There's open and then there's "open"

Mon 15 Apr 2013 10:22 AM

I was an invited speaker last week at DIY Publishing and the University, an event held by the NorthEast Regional Computing Program. I was there because of forall x; the organizers had found me through the Creative Commons database.

Most of the speakers talked about electronic resources, like institutional archives, student videos, or MOOCs. I was the odd man out, because forall x is a traditional textbook. Although it is distributed electronically, it is designed to be used as a physical workbook. Today I ran across an article in Salon which supports my old-school approach; it argues that people just don't comprehend material read on screen or on a tablet as well as material read on paper. Yet the difference is not so clear or strong that we should imagine it is inevitable. Future students may be better at learning from electronic documents, and future technology might present them in better ways. I will still be teaching a decade or two from now, and my preference for paper may be something I'll need to get over.*

One nice result of the NERCOMP event is that I now have a better understanding of MOOCs. A MOOC (the acronym stands for Massive Open Online Course) allows people from all over the world to register for and take a course. They might watch videos of lectures, participate in a discussion forum with other students, take tests on their computer, and so on. Because the courses are free, they are often mentioned in the same context as open-access textbooks.

The thing I learned is that "open" in MOOC just means open enrollment. Anyone anywhere is free to take the course. The course materials might be released under a Creative Commons license, but they might just be under traditional copyright. MIT labels its MOOC material "some rights reserved" and, although that is a standard label on CC-licensed material, MIT does not specify an specific permissions. Because they don't say, "some" is legally equivalent to "all". The difference is just a flourish, because "all rights reserved" would not sound as welcoming.

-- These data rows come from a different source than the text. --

PR #3103, opened 2022-11-21
Update to core 13.0.0

papafe:


LaPeste (approved):

nirinchev (approved):

nirinchev (changes requested):
Actually, all the tests seem to be crashing, so need to investigate that.

papafe:
@fealebenpae In PR https://github.com/realm/realm-core/pull/5980 (that was included in the version to which we are updating to) they have updated the references of logger to use a `shared_ptr` instead of a `unique_ptr`. I don't know if this has any influence in the way that we create the logger in the wrappers here: 

https://github.com/realm/realm-dotnet/blob/cf6ea7112a4182ee606a8072fbc9269fd4d4f549/wrappers/src/app_cs.cpp#L177#L180

Do you have any suggestions?

Tests/Realm.Tests/Database/RealmDictionaryTests.cs
```diff
@@ -1133,7 +1133,7 @@ public void DictionaryAsRealmQueryable_RaisesNotifications()
             Assert.That(changeSet.InsertedIndices.Length, Is.EqualTo(2));
             Assert.That(changeSet.DeletedIndices.Length, Is.EqualTo(2));
             Assert.That(changeSet.ModifiedIndices.Length, Is.EqualTo(1));
-            Assert.That(oldDogs.ElementAt(changeSet.ModifiedIndices[0]).Name, Is.EqualTo("foo"));
+            Assert.That(oldDogs.ElementAt(changeSet.NewModifiedIndices[0]).Name, Is.EqualTo("foo"));
```
nirinchev, line 1136: Why this change?

wrappers/src/app_cs.cpp
```diff
@@ -87,7 +87,7 @@ namespace realm {
             void* managed_http_client;
         };
 
-        class SyncLogger : public util::RootLogger {
+        class SyncLogger : public util::Logger {
```
nirinchev, line 90: Do we need to change the logger factory as well?

papafe: I am not completely sure if we need to do any changes to our logger factory or not given what has been done in https://github.com/realm/realm-core/pull/5980. There is a comment a little bit up in which I invoked Yavor for suggestions 😁

nirinchev: Looking at the c api changes, it seems to be a matter of replacing `make_unique` with `make_shared`: https://github.com/realm/realm-core/pull/5980/files#diff-317d315bdd0e8e2bc5b3bc3a914dcaea2ea477eb8f96b05a9a8b7dfa2ee6e980R61-R62

Tests/Realm.Tests/Database/RealmDictionaryTests.cs
papafe: It was failing on CI. The index of the newly inserted elements now is different than before. Anyways before it was working by chance, given that we were checking the order in the previous collection instead of the new one

wrappers/src/app_cs.cpp
papafe: I've pushed a commit for this, hoping it makes sense

wrappers/src/app_cs.cpp
```diff
@@ -175,9 +175,9 @@ extern "C" {
             void* managed_logger = app_config.managed_logger;
             if (managed_logger) {
                 sync_client_config.logger_factory = [managed_logger](util::Logger::Level level) {
-                    auto logger = std::make_unique<SyncLogger>(managed_logger);
+                    auto logger = std::make_shared<SyncLogger>(managed_logger);
                     logger->set_level_threshold(level);
-                    return std::unique_ptr<util::Logger>(logger.release());
+                    return std::shared_ptr<util::Logger>(logger);
```
nirinchev, line 180: Can't we return just the logger?

nirinchev (approved):

PR #3104, opened 2022-11-21
Jg/transaction state

### LINKED ISSUE #2551: Add State property to Transaction
At the moment it's not possible to know what is the state of a certain transaction, and the developer needs to be careful not to commit or rollback the transaction twice in order to avoid exceptions

JacobOscarGunnarsson:
## Description
Allows a user to check the state of a transaction so it doesn't mistakenly commit/rollback twice

Fixes #2551


Tests/Realm.Tests/Database/InstanceTests.cs
```diff
@@ -199,6 +199,22 @@ public void InstancesHaveDifferentHashes()
             Assert.That(realm1.GetHashCode(), Is.Not.EqualTo(realm2.GetHashCode()));
         }
```
JacobOscarGunnarsson, line 201: Not entirely sure if this is the correct place to put the test

papafe (changes requested):

papafe:
You should also check the CI ;) 
If something is not clear we can talk about it! The UI is a little messy

Realm/Realm/Transaction.cs
```diff
@@ -23,6 +23,28 @@
 
 namespace Realms
 {
+        /// <summary>
+        /// Represents the state of a <see cref="Transaction"/>.
+        /// </summary>
+    [Flags]
```
nirinchev, line 29: This should probably not be flags - MS has pretty good docs about what `[Flags]` designates and when to use it [here](https://learn.microsoft.com/en-us/dotnet/api/system.flagsattribute?view=net-7.0).

Realm/Realm/Transaction.cs
```diff
@@ -59,6 +88,7 @@ public void Rollback()
         {
             EnsureActionFeasibility("roll back");
             _realm.SharedRealmHandle.CancelTransaction();
+            State = TransactionState.RolledBack;
             FinishTransaction();
```
nirinchev, line 92: We can probably move setting the state to `FinishTransaction` and then pass the value as an argument. Not saving a whole lot of code, but it's a bit more expressive as "this is the final thing we need to do as we close out the transaction".

Realm/Realm/Transaction.cs
```diff
@@ -23,6 +23,27 @@
 
 namespace Realms
 {
+        /// <summary>
```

So I was also the odd man out because I was one of the few presenters specifically concerned with open access issues.**

* Even if there are cyborg students in the future, though, there are still concerns of equity. Even if it gets to the point where digital natives with advanced e-readers think better with electronic documents than with paper documents, economic disparities will mean that other students don't. Of course, the future of the university as an enterprise is also up for grabs in the next decade or two.

** Not the only one. Thomas Dodson, a librarian from Harvard, talked about their open access repository of faculty research.